What is expected:
Reproduce all records exactly.

Recorded data:
= Beginning of Section =
PR #1457, opened 2020-08-14
Fix ever existing iterator and transaction in write benchmark

ahsanbarkati:
This PR adds an option to enable showing keys statistics in the write benchmark. The introduced flag is `--show-keys` and is disabled by default. This PR also fixes the ever existing iterators in the `reportStats()` function.

---
This change is [Reviewable](https://reviewable.io/reviews/dgraph-io/badger/1457)

### DIFF
--- a/badger/cmd/write_bench.go
+++ b/badger/cmd/write_bench.go
@@ -301,6 +301,32 @@ func writeBench(cmd *cobra.Command, args []string) error {
 	return err
 }
 
+func updateKeysStats(db *badger.DB) {
+	txn := db.NewTransaction(false)
+	defer txn.Discard()
+
+	iopt := badger.DefaultIteratorOptions
+	iopt.AllVersions = true
+	iopt.InternalAccess = true
+	it := txn.NewIterator(iopt)
+	defer it.Close()
+
+	for it.Rewind(); it.Valid(); it.Next() {
+		i := it.Item()
+		if bytes.HasPrefix(i.Key(), []byte("!badger!")) {
+			internalKeyCount++
+		}
+		if bytes.HasPrefix(i.Key(), []byte("!badger!Move")) {
+			moveKeyCount++
+		}
+		if i.IsDeletedOrExpired() {
+			invalidKeyCount++
+		} else {
+			validKeyCount++
+		}
+	}
+}
+
 func reportStats(c *y.Closer, db *badger.DB) {
 	defer c.Done()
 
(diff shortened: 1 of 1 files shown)


badger/cmd/write_bench.go
```diff
@@ -309,28 +312,35 @@ func reportStats(c *y.Closer, db *badger.DB) {
...
-					moveKeyCount++
-				}
-				if i.IsDeletedOrExpired() {
-					invalidKeyCount++
-				} else {
-					validKeyCount++
-				}
+			if showKeysCount {
+				func() {
+					txn := db.NewTransaction(false)
```
jarifibrahim, line 317: Make this a different function and just call it here.

badger/cmd/write_bench.go
```diff
@@ -309,28 +312,35 @@ func reportStats(c *y.Closer, db *badger.DB) {
...
+							moveKeyCount++
+						}
+						if i.IsDeletedOrExpired() {
+							invalidKeyCount++
+						} else {
+							validKeyCount++
+						}
+					}
+				}()
+				fmt.Printf("Valid Keys Count: %d\nInvalid Keys Count: %d\nMove Keys Count:"+
```
jarifibrahim, line 341: Remove the new lines. Make it look like.
```
Valid Keys: X Invalid Keys: Y Move Keys: Z Internal Key: A
```

badger/cmd/write_bench.go
ahsanbarkati: Done

badger/cmd/write_bench.go
ahsanbarkati: Done

badger/cmd/write_bench.go
```diff
@@ -298,6 +301,32 @@ func writeBench(cmd *cobra.Command, args []string) error {
...
+	iopt := badger.DefaultIteratorOptions
+	iopt.AllVersions = true
+	iopt.InternalAccess = true
+	it := txn.NewIterator(iopt)
+	defer it.Close()
+
+	for it.Rewind(); it.Valid(); it.Next() {
+		i := it.Item()
+		if bytes.HasPrefix(i.Key(), []byte("!badger!")) {
+			internalKeyCount++
```
jarifibrahim, line 317: Move these variables inside this function and then print them at the end in this function itself. We don't want to accumulate all the counts.

PR #1460, opened 2020-08-15
fix(writebench): Set gcperiod to zero

jarifibrahim:
Fix flag description and change default gc period.

---
This change is [Reviewable](https://reviewable.io/reviews/dgraph-io/badger/1460)

### DIFF
--- a/badger/cmd/write_bench.go
+++ b/badger/cmd/write_bench.go
@@ -131,7 +131,7 @@ func init() {
 		"If set, drop random prefixes periodically over given duration.")
 	writeBenchCmd.Flags().StringVar(&ttlDuration, "entry-ttl", "0s",
 		"TTL duration in seconds for the entries, 0 means without TTL")
-	writeBenchCmd.Flags().StringVarP(&gcPeriod, "gc-every", "g", "0", "GC Period.")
= End of Section =
Task result:
PR #1457, opened 2020-08-14
Fix ever existing iterator and transaction in write benchmark

ahsanbarkati:
This PR adds an option to enable showing keys statistics in the write benchmark. The introduced flag is `--show-keys` and is disabled by default. This PR also fixes the ever existing iterators in the `reportStats()` function.

---
This change is [Reviewable](https://reviewable.io/reviews/dgraph-io/badger/1457)

### DIFF
--- a/badger/cmd/write_bench.go
+++ b/badger/cmd/write_bench.go
@@ -301,6 +301,32 @@ func writeBench(cmd *cobra.Command, args []string) error {
 	return err
 }
 
+func updateKeysStats(db *badger.DB) {
+	txn := db.NewTransaction(false)
+	defer txn.Discard()
+
+	iopt := badger.DefaultIteratorOptions
+	iopt.AllVersions = true
+	iopt.InternalAccess = true
+	it := txn.NewIterator(iopt)
+	defer it.Close()
+
+	for it.Rewind(); it.Valid(); it.Next() {
+		i := it.Item()
+		if bytes.HasPrefix(i.Key(), []byte("!badger!")) {
+			internalKeyCount++
+		}
+		if bytes.HasPrefix(i.Key(), []byte("!badger!Move")) {
+			moveKeyCount++
+		}
+		if i.IsDeletedOrExpired() {
+			invalidKeyCount++
+		} else {
+			validKeyCount++
+		}
+	}
+}
+
 func reportStats(c *y.Closer, db *badger.DB) {
 	defer c.Done()
 
(diff shortened: 1 of 1 files shown)


badger/cmd/write_bench.go
```diff
@@ -309,28 +312,35 @@ func reportStats(c *y.Closer, db *badger.DB) {
...
-					moveKeyCount++
-				}
-				if i.IsDeletedOrExpired() {
-					invalidKeyCount++
-				} else {
-					validKeyCount++
-				}
+			if showKeysCount {
+				func() {
+					txn := db.NewTransaction(false)
```
jarifibrahim, line 317: Make this a different function and just call it here.

badger/cmd/write_bench.go
```diff
@@ -309,28 +312,35 @@ func reportStats(c *y.Closer, db *badger.DB) {
...
+							moveKeyCount++
+						}
+						if i.IsDeletedOrExpired() {
+							invalidKeyCount++
+						} else {
+							validKeyCount++
+						}
+					}
+				}()
+				fmt.Printf("Valid Keys Count: %d\nInvalid Keys Count: %d\nMove Keys Count:"+
```
jarifibrahim, line 341: Remove the new lines. Make it look like.
```
Valid Keys: X Invalid Keys: Y Move Keys: Z Internal Key: A
```

badger/cmd/write_bench.go
ahsanbarkati: Done

badger/cmd/write_bench.go
ahsanbarkati: Done

badger/cmd/write_bench.go
```diff
@@ -298,6 +301,32 @@ func writeBench(cmd *cobra.Command, args []string) error {
...
+	iopt := badger.DefaultIteratorOptions
+	iopt.AllVersions = true
+	iopt.InternalAccess = true
+	it := txn.NewIterator(iopt)
+	defer it.Close()
+
+	for it.Rewind(); it.Valid(); it.Next() {
+		i := it.Item()
+		if bytes.HasPrefix(i.Key(), []byte("!badger!")) {
+			internalKeyCount++
```
jarifibrahim, line 317: Move these variables inside this function and then print them at the end in this function itself. We don't want to accumulate all the counts.

PR #1460, opened 2020-08-15
fix(writebench): Set gcperiod to zero

jarifibrahim:
Fix flag description and change default gc period.

---
This change is [Reviewable](https://reviewable.io/reviews/dgraph-io/badger/1460)

### DIFF
--- a/badger/cmd/write_bench.go
+++ b/badger/cmd/write_bench.go
@@ -131,7 +131,7 @@ func init() {
 		"If set, drop random prefixes periodically over given duration.")
 	writeBenchCmd.Flags().StringVar(&ttlDuration, "entry-ttl", "0s",
 		"TTL duration in seconds for the entries, 0 means without TTL")
-	writeBenchCmd.Flags().StringVarP(&gcPeriod, "gc-every", "g", "0", "GC Period.")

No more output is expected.